Morse v. Slason

13 Vt. 296 | Vt. | 1841

The opinion of the court was delivered by

Redfield, J.

This is an appeal from the court of chancery. The object of the bill is to vacate a sale, claimed, by Slason and Langdon, to have been made to them, by Hoit Guernsey, of certain property, real and personal, during his last illness. Slason is one of the administrators, and has not inventoried nor taken any account of this property, as belonging to the estate. The bill seeks to make him accountable for it, or for its value.

A preliminary question has been made in the case, in regard to the right of the creditors to come into a court of chancery for redress, while the estate is in process of settlement in the probate court. But the court have not considered that a sufficient objection to the bill being sustained. The fact that one of the claimants to the estate in question is, also, one of the administrators, is, of itself, a sufficient reason why no adequate redress could be afforded in the probate court, until he was removed from office, which that court could not do, without, in reality, deciding the very question in dispute, and that prior to its formally coming before them. Courts of chancery, in cases of this kind, where the creditors had an interest adverse to that claimed by the *307administrator, have often entertained jurisdiction of the controversy, until the rights of those concerned were determined; and then the case must, of course, be remitted to the probate court for final adjustment and distribution. The ,. . ,, , <. , . ., , , proceeding in the court oí chancery is considered as merely ancillary to that in the probate coiirt, in a matter wherein their forms and mode of procedure do not enable them to afford adequate redress.

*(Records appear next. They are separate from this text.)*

PR #235, opened 2026-08-03
Rework property-based-testing skill and add eval suites.

gsutherland-trailofbits:
Reworks the property-based-testing skill and adds two eval suites.

`evals-extra/` holds shell harnesses run by hand: trigger rate against labelled queries, and whether a generated suite catches a planted defect. Both ship a free `--self-test` that runs in `make check`.

`evals/` holds `claude plugin eval` cases run under ablation, so the number reported is Δ against the unaided model. Measured on opus, 3 runs per arm:

  | case | fires | with | without | Δ |
  |---|---|---|---|---|
  | 02-neg-cargo-fuzz-coverage | no | 1.00 | 1.00 | 0.00 |
  | 03-dependency-is-users-call | yes | 0.50 | 0.00 | +0.50 |

02 guards over-triggering; the skill did not fire in any with-plugin run. 03 measures whether a new test dependency is left to the user. Unaided opus wrote a requirements.txt in 3 of 3 runs, and 2 of 3 with the skill loaded, so the behaviour is improved and not fixed. The grader carrying that Δ is a regex over the created-files list rather than an LLM judge.


kz-tob:
resolve conflicts and need a partner to review/test

elopez:
@claude re-review all concerns and resolve conversations if addressed already

elopez (dismissed):
I tested this locally with a sample solidity project and built some Echidna tests, it worked fine there. I pushed some general fixes from local testing with Claude, feel free to revert/rework them if you don't agree with them.

Having said that, one concern that Claude brought up and I thought was valid:
> **`refactoring.md` was deleted and its content survives nowhere.** Seven patterns for making untestable code testable: extract the pure core, add the missing inverse, inject dependencies, return instead of mutate, structured + render. The new SKILL.md ends that path at "Code with no such shape gets example tests; saying so is a valid outcome" — a dead end where the old skill had an answer.
>
> `evals/03`'s own fixture is that case: `send_welcome_email` is impure SMTP, and the property-worthy part is building the `EmailMessage`, separable from `s.send_message`. Deleting `design.md` (a Phase 1–5 prose workflow, which AGENTS.md says belongs in a script) and `strategies.md` (per-language syntax the model already has) both look right to me; this one reads like collateral. Either restore a trimmed version or add it to the deliberate-cuts list, because right now it is the one deletion neither README accounts for.

gsutherland-trailofbits:
@elopez Restored as suggested. Good to go.

kz-tob (approved):

kz-tob:
The CLA is failing, @elopez @gsutherland-trailofbits [recheck your sign status here](https://cla-assistant.io/check/trailofbits/skills?pullRequest=235)

elopez:
@kz-tob CLA appears to be green now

It has been urged, too, and with no little plausibility, that one involved in debt to a large amount, and largely insolvent, ought not to be allowed to prefer creditors by a deed, or other instrument, which is under his control during his whole life, and only takes effect at the very moment when a lien upon his property attaches in favor of all his creditors. But the numerous cases decided upon this subject, many of which have been referred to in the argument, all show, that where a deed is delivered to one in trust for the grantee, to take effect at the grantor’s death, unless he shall otherwise direct in his lifetime, and he dies without giving any further direction, the deed does, at the death of the grantor, take effect, as his deed, from the first delivery. From this view of the cases, there does not seem any very valid objection to this mode of preferring creditors, which will justify the court in distinguishing it from the ordinary cases of preferring creditors. It is always an invidious, and, sometimes, an unjust distinction, but one which the law of this state does not prohibit or control. And we think this case is not, in principle, distinguishable from the ordinary cases. There is nothing here indicating any want of good faith, or any attempt at disguise or dissimulation.

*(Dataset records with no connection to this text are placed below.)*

PR #238, opened 2026-08-04
c-review rewrite to workflows + do measurements

GrosQuildu:
Rewrote c-review from per-bug-class agent sweep on whole codebase in two steps:
1. agents working on the same questions (return-values, alloc-lifetime, ...) where every is given a part of the codebase
2. sweep of agents focused on a single bug class that did not produce any findings in step 1

This make plugin's agents much less constrained than before, and put more focus on `location x bug classes`  coverage rather than only `bug classes'.

Removed fp-judge as it seems redundant: we have another skill for that.

Kept deduplication, made it more deterministic.

The measurements show that c-review gives only a small improvement over simple "fanout" (while spending more tokens), but the skill is structurally promising: more focused agents, and checks on the actual coverage.
I think the fanout vs c-review numbers would converge after a few re-executions on current evals. Measurements on larger codebase is needed to determine if the skill is really useful.

The benchmark code is in this PR but is removed from final version.

## Measurements

c-review v2.0.0 was measured against two baselines on two corpora. The benchmark harness is
not in this PR — it carries sealed ground truth that must not be public — so everything
needed to judge the numbers is below.

**How it works.** Two C corpora with bugs **we injected ourselves**, so no CVE database
holds the answers. Each arm reviews the same tree; a grader matches findings against private
ground truth by site. Every cell ran in a hermetic container (1 plugin, 18 skills, no host
memory, network blocked). An anti-cheat pass parses transcripts for real tool calls, and a
cell that consulted an upstream source or reached for the answer key is **excluded**, not
annotated. Every cell below is VALID. Tokens are `tokens_fresh` (input + output + cache
creation).

**Arms.** `bare` = one plain prompt, one agent. `fanout` = 13 generic agents over
contiguous, disjoint code regions — no taxonomy, no judges, no orchestration, each
inventing its own bug labels. It partitions by location exactly as c-review does, which
is what makes it the sharp baseline: it isolates what the orchestration adds over a
naive split. `c-review` = the plugin as shipped.

### sigil — 17 injected bugs, 901 lines

| arm | recall | EASY | MEDIUM | HARD | agents | tokens | wall |
|---|---|---|---|---|---|---|---|
| bare | 11/17 | 5/5 | 6/9 | 0/3 | 1 | 0.18M | 8 min |
| fanout | 14/17 | 4/5 | 7/9 | 3/3 | 13 | 1.06M | 5 min |
| **c-review v2.0.0** | **16/17** | 5/5 | 9/9 | 2/3 | 8 | 2.10M | 35 min |

### packetloom — 30 injected bugs, 3,434 lines

| arm | recall | EASY | MEDIUM | HARD | agents | tokens | wall |
|---|---|---|---|---|---|---|---|
| bare | 18/30 | 5/11 | 7/9 | 6/10 | 1 | 0.36M | 10 min |
| fanout | **24/30** | 7/11 | 8/9 | 9/10 | 13 | 1.39M | 10 min |
| **c-review v2.0.0** | **24/30** | 6/11 | 8/9 | **10/10** | 8 | 2.71M | 45 min |

> **One cell per arm, and the noise floor is 1–2 bugs out of 17** — two runs of an identical
> `bare` cell previously scored 11 and 10. A 2-bug gap is suggestive, not conclusive.

### What this says

1. **Both structured arms beat a single prompt, and the hard tier is why.** `bare` scored
   **0/3** on sigil's HARD bugs and 6/10 on packetloom's; c-review scored 2/3 and **10/10**.
   That gap is the justification for spending more than one agent.
3. **c-review is +2 on sigil and level on packetloom.** Read that as "at least as good as
   the strongest baseline", not as a win.
4. **fanout is about half the cost and a quarter of the wall time** — 1.06M vs 2.10M, 1.39M
   vs 2.71M, at 5–10 minutes against 35–45. c-review's phases are sequential by design;
   fanout's agents all run at once. **There is no cost argument for c-review.**
5. **The argument is verified coverage.** `fanout` also owns every line exactly once, so
   "every line is assigned" is not the differentiator. c-review's partition is generated
   from a tree-sitter parse at function granularity, and a gate afterwards re-derives the
   sites from source and checks each agent's account against them. `fanout` *assigns*
   coverage; c-review *measures* it, and reports the shortfall as a number. If you don't
   need that, fanout is the cheaper tool.


GrosQuildu:
## How the measurements were protected

Two threats, handled separately. Both fired for real during these runs.

**Context pollution.** Every cell runs in a hermetic container — 1 plugin, 18 skills,
container-local memory, network blocked by a `PreToolUse` guard — and isolation is verified
per cell from the session's own `"subtype":"init"` record rather than assumed. This matters
because host runs were badly polluted: ~48 skills reached every agent, *including other
security-review skills and c-review itself*, plus a foreign `SessionStart` hook that
executed four times and injected its stdout into the context. The effect was real and
asymmetric — hermetic `fanout` scores **14/17** where the polluted host gave 16 and 15,
while `bare` was unmoved (11, 10 → 11). Any baseline figure predating the container is
superseded.

**Agents reading the answers.** Ground truth is encrypted at rest, not just hidden, and
`bench.py plan` refuses to emit packets unless every corpus is sealed. Bugs are injected at
sites we chose, so no CVE database holds them, and both corpora used here were authored for
the harness with no upstream to look up. (De-identification alone is not sufficient — a
de-identified zlib corpus is marked *do not use* because the model recognised it from
memory and said so; blocking the network did not help.) An anti-cheat pass parses real
`tool_use` blocks from each transcript — not substring matches, since `WebFetch` appears in
almost every transcript as a tool *definition* — and a cell that used an oracle is
**excluded from the comparison, not annotated**.

**Both controls fired.** A `fanout` agent ran `find /corpus -iname "recipe.json"`. The seal
held — no recipe in the tree, the probe returned nothing — and the gate excluded the cell
anyway; it was re-run rather than argued with. Separately, the corpus turned out to name its
own answer file in a source comment. That was checked rather than assumed harmless: the file
it discusses holds three injected bugs, and all three arms found all three, so recall was
unaffected. The cost was one excluded cell.

**Known gaps**, for completeness: that corpus comment should be removed; the detector
excludes on the *attempt* while the harness's stated policy says attempted-and-denied is not
disqualifying (implementation and policy disagree, and the gate was not overridden); and
every arm is told it is a benchmark by its packet, so subtler behavioural effects cannot be
ruled out — though that applies uniformly across arms.

GrosQuildu:
Ignore CLA please, I committed from not-existing email.

GrosQuildu:
Replaced by https://github.com/trailofbits/skills/pull/257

In regard to the deed of the real estate, it appears fair upon its face, and bears date and is shown to have been executed at a time, when the grantor certainly was conscious of his actions, to some extent, and so far capable of contracting. The burden of proof, then, lies upon the orators to impeach the conveyance. The proof, we think, falls short of establishing any such degree of imbecility or insanity of mind, at the time of executing and delivering the deed, as would justify this court in determining, with any confidence, that the grantor was not fully aware of the nature and extent of his contract. We incline to think he was. Surely the *308evidence does not show that he was not. The deed of the real estate, we think, therefore, must stand good.

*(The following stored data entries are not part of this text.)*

PR #240, opened 2026-08-06
Add an eval suite for entry-point-analyzer

mkzung:
`entry-point-analyzer` had no evals. Two Solidity cases.

Ground truth is the solc ABI rather than my reading of the source: an entry point is an ABI member that is neither `view` nor `pure`. That caught a fixture of mine that did not compile, and it is what the counts below come from.

**`inherited-and-unnamed`** covers the entry points that are not in the file named after the contract. Four of the eleven on `StakingVault` are declared in `AccessBase` and `Pausable`, and `receive()` has no name to grep for. Against those, six of the nine read-only members are compiler-generated getters, which read like functions in a report but cannot change state. Four scored graders: the inherited four, `receive`, the read-only exclusions, and the access classification. `fallback()` reverts, so it is outside every gate.

**`no-state-changing-surface`** is the control. `FeeQuoter` has none, though the constructor writes `tierOf` in a loop and two view functions read it back. Its two graders fail on opposite mistakes, one on padding the report with read-only members and one on never stating the conclusion, so neither is satisfied by an empty answer.

`case.yaml` rather than `prompt.md` because the fixtures span three files and `context.add_dirs` is how `audit-context-building` and `spec-to-code-compliance` already do that. Version 1.0.1 to 1.1.0 in both places.

## What I have not done

**No ablation.** I have not run these against a judge, with or without the plugin, so I cannot tell you the suite detects a broken skill. After reading #229 I think that is the bar, and this does not clear it yet. Ground truth is verified by the compiler and the rubrics are checked by hand, which is a different and weaker claim. Happy to run it if you can point me at how you produce the numbers in #229, or to hold this until I can.

One thing worth flagging either way: the skill routes on a description that says smart contracts, and these prompts are phrased as an auditor scoping work rather than as a request for entry point analysis. Both cases carry a display-only `skill-fired` grader so the trigger rate is visible.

In regard to the personal estate, it is very clear that the intestate never did, understandingly, make any sale or delivery of it. Whatever was done beyond mere naming of the subject, was done by Chauncey Guernsey, the father of the intestate, when his son was past all consciousness, and, literally, in the last agony of existence. It is in vain to expect the court could, or would attempt to sustain a sale and delivery of personal estate, made under these circumstances, Slason must be required to charge himself with the value of this property, in his administration account, and the case must be referred to a master to ascertain that value.

A mandate was sent to the court of chancery to proceed with the case accordingly, this court having first reversed the decree of that court, dismissing the bill.